Hi Altgirl35, I have always interrupted mucus type droppings as a symptom of some kind of inflammation or irritation going on in the lower GI. The watered down look is coming from the white colored urates being diluted and would something expected to be to be seen, so not unusual, in the loose droppings you describe. If all else appears well and the only change you made was the addition of ACV, I would stop the AVC, as you have done, and see if things return to normal, to see if you can establish cause and effect, before I would start to look too much further or start any other treatments, unless of course, there is change the wrong way in this little one's condition. By the way, at what strength did you mix the AVC at, and how old is this little guy? What's the history on this one's parents, background, any prior treatments, general health, weight and condtion?

Please keep us informed,

Karyn


----------



## altgirl35 (Sep 5, 2008)

i actually started with 8 this winter 1 of which was a fall baby and i recaptured a spring release piji i had raised to keep the little one company for the winter.
the 6 others were brought to me by a "underground rehabber" that's not a very good one and she rarely releases anything, anyways that's a long story in itself.
anyways out of the 6, one had to be put down because of egg yolk peritonitis, one is crippled is 10 yrs old and walks on her elbows i think i have found a home for her, another is imprinted and will go back to the woman probably at the end of the month but i love her so i don't know, and one old man has a wing droop(looking for a home for him. but 2 of her group will be releaseable soon as the weather turns nicer.
one of her boys and my spring release laid eggs and i decided to let them keep them, i figured saftey in numbers and i just love bb's and better yet i didn't have to raise them.
they are about 3 weeks old or so and seem to be doing great, crops are always full when i check them, one was a bit smaller than the other but she seems strong and healthy, i havn't weighed them for about a week, but keels feel good, i'm constantly checking their throats, keels and crops
when they all first arrived i did a 4-1 treatment to all of them a product i never used before and i'm not sure how well they work, then dewormed everybody individually with drontal plus but the parents only got 1 dose because the babies hatched and i was afraid to give them the second dose.
there was never any signs of illness except for the one who ended up with egg yolk peritonitis but i didn't know what was going on with her until it was too late and her abdomen filled up to the point i could feel it.
as for the acv i put about a teaspoon in a gallon


----------



## Dobato (Jul 3, 2008)

altgirl35 said:


> as for the acv i put about a teaspoon in a gallon


At 1 teaspoon a gallon, generally speaking, I would not think that the ACV would be causing this change in droppings, as 1 teaspoon a gallon is a very light dose, I asked because I was expecting something much stronger.
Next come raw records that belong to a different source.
PR #2983, opened 2020-02-09
Improve Frigate sink animation rate

speed2CZ:
Aeon Frigate sinks faster now
Cybran Frigate slower

Overall its +-similar for all faction. Each of the 3 animations has
different duration so it can still differ.


PhilipJFryFAF:
tested and works
there are still minor differences but it's a lot closer now
👍

PR #2987, opened 2020-02-10
Fix targetting of structures for beam weapons

speed2CZ:
Fixes some units from the list #2988

Adjusting the target bones of structures to not be at the ground level. Since any small height elevation causes beam weapons to hit the ground instead. e.g. sera destro not being able to hit anything.


speed2CZ:
This PR is done, the rest of the units will require adjusting bones in the model, so once that's done I'll make a new PR

speed2CZ:
Some pictures
Before:
ForgedAlliance_2020-02-15_16-54-52
After:
ForgedAlliance_2020-02-15_16-58-55
And same effect fot other all other structures changed by this PR

PhilipJFryFAF:
tested and works

PR #2990, opened 2020-02-14
Update units consumption values only if building something

speed2CZ:
Untested, might have side effects of breaking up something else. Up to the testers to find out all possible combinations of building and assisting.


speed2CZ:
Syntax errors pop out right away, what we're after is no semantic errors! :D

shalkya:
Tested, works and no error.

However, I have learned that nothing is 100% and there is aways the chance that ACV does not agree with this little one, even at quite low dosages. I know it's hard sometimes reconstructing a time line, but take a minute and think it all through again, anything else, even small, in routine change, or a change, again even small, in disposition or demeanor, is she/he self feeding at all? Was it like normal droppings one day, then ACV, and then sudden onset of the droppings you describe?


----------



## altgirl35 (Sep 5, 2008)

i noticed them yesterday but wasn't sure who did it , they all have free reign in the rehab room, then i noticed another this morning when i was cleaning, still wasn't sure who did it.
this evening i went into turn out the lights and checked the babes and saw the bigger baby poop.
i have no idea if they are self feeding if they are they are not eating in front of me, i don't hang out in there except to clean, feed and check on everyone a few times a day.
i'll try to get some pics of them and the poo in the morning, and weigh them
i hope it's just the acv i can't wait to get them outside in the aviary, lol


----------



## Dobato (Jul 3, 2008)

Well, I always like to have a little plan in my mind in advance on how to proceed, for some reason when I know one of my guys is a little off, it subdues some of the fretting I tend to do, so may I suggest this. This plan is predicated on that the little one remains looking essentially well, outside of these loose droppings. Give it a day and see if they start to improve, to see if cause and effect with the ACV can be drawn, if they are improving, this would be a good thing. The next thing I would do, whether there was some improvement or not would be to take about 2cc of plain organic yogurt, or Kefir, and into this this I would mix some good quality probiotics, I would tube this once in the morning and once at night. Again, the next day I would see how the droppings are looking and at this point, if I was still not pleased with them, I would consider giving 0.10cc of Pepto Bismal, once in the morning and once at night. I have used Pepto Bismal myself on a number of occasions and have found it to be effective in settling GI tract ills without having to resort to treatment meds. If the next day things were not better, it would then I most likely escalate to treatment meds. It may be also wise to see if you can have a fecal done during all of this to have an idea if there is anything you should know about going on there upfront.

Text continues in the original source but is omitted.